- _Exercise_: Pull every line holding the word "build" out of the data and copy it.

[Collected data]
Issue #645, opened 2023-12-16
delete media_kit.jar when verification failed


Passer-by:
I found that when the download fails, there is also a default-arm64-v8a.jar file, but the size of this file is 0 kb. According to the judgment in [build.gradle](https://github.com/media-kit/media-kit/blob/main/libs/android/media_kit_libs_android_video/android/build.gradle#L101-L112) it is considered as having a file and will undergo an MD5 verification.

Passer-by:
Perhaps it can be directly deleted after the verification fails. After all, this is just a cache file.

josh4500:
This is an annoying issue and still can't get past this

khomin:
Still not working

```
Build file 'user/.pub-cache/hosted/pub.dev/media_kit_libs_android_video-1.3.6/android/build.gradle' line: 102

* What went wrong:
A problem occurred evaluating project ':media_kit_libs_android_video'.
> media_kit: arm64-v8a JAR verification failed.
```

zezo357:
https://github.com/media-kit/media-kit/pull/656 this pr fixes it, but sadly its not merged yet

PR #656, opened 2023-12-25
fix: new gradle logic for downloading

abdelaziz-mahdy:
improving android gradle to be like windows logic, fixing https://github.com/media-kit/media-kit/issues/645


abdelaziz-mahdy:
Check your internet connection, the ci works so it's not a problem with the code, also you can rerun without flutter clean and the code will redownload the broken files

alexmercerind (approved):
Merging. I will check if it breaks.

PR #661, opened 2023-12-30
libass fix not  displayed on Android

user1121114685:
It took me a long time to find the reason why srt and ass subtitles are occasionally displayed and sometimes not displayed. This update allows subtitles to be loaded in the default font. If more fonts are used, fonts.conf is required.

Reference link
https://mpv.io/manual/master/#options-sub-fonts-dir


user1121114685:
PixPin_2023-12-30_22-07-29
libassAndroidFontFamilyName

PR #748, opened 2024-03-26
fix: Use a Scaffold as the outermost widget on fullscreen video pages

refi64:
Using a plain Material means that functionality that's tied to the nearest Scaffold, suck as SnackBars, won't actually be displayed on the page.


alexmercerind (approved):
LGTM!

alexmercerind:
This breaks the fullscreen. Reverting...

PR #749, opened 2024-03-26
feat: Add support for including libass subtitles in screenshots

refi64:
On the native backend, this is essentially available for free: we just need to swap the flag given to the `screenshot-raw` command.

This option is simply ignored by the web backend.


alexmercerind (approved):
LGTM!

I have few nits, I will resolve myself.

PR #766, opened 2024-04-09
chore: fix ci for android and added caching to improve speed

abdelaziz-mahdy:
fix ci for android by setup java 

use flutter action v2 and use its caching to improve speed


alexmercerind (approved):
LGTM!

PR #780, opened 2024-04-21
Add support for milliseconds in `start` and `end` for `Media`

default-anton:
mpv allows the use of `[+|-][[hh:]mm:]ss[.ms]` for `start` and `end`. Currently, the implementation drops the `ms` part.

This PR adds support for milliseconds in `start` and `end` for `Media`.


abdelaziz-mahdy:
pull from main to fix the ci that fails.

- _The answer_:
I found that when the download fails, there is also a default-arm64-v8a.jar file, but the size of this file is 0 kb. According to the judgment in [build.gradle](https://github.com/media-kit/media-kit/blob/main/libs/android/media_kit_libs_android_video/android/build.gradle#L101-L112) it is considered as having a file and will undergo an MD5 verification.
Build file 'user/.pub-cache/hosted/pub.dev/media_kit_libs_android_video-1.3.6/android/build.gradle' line: 102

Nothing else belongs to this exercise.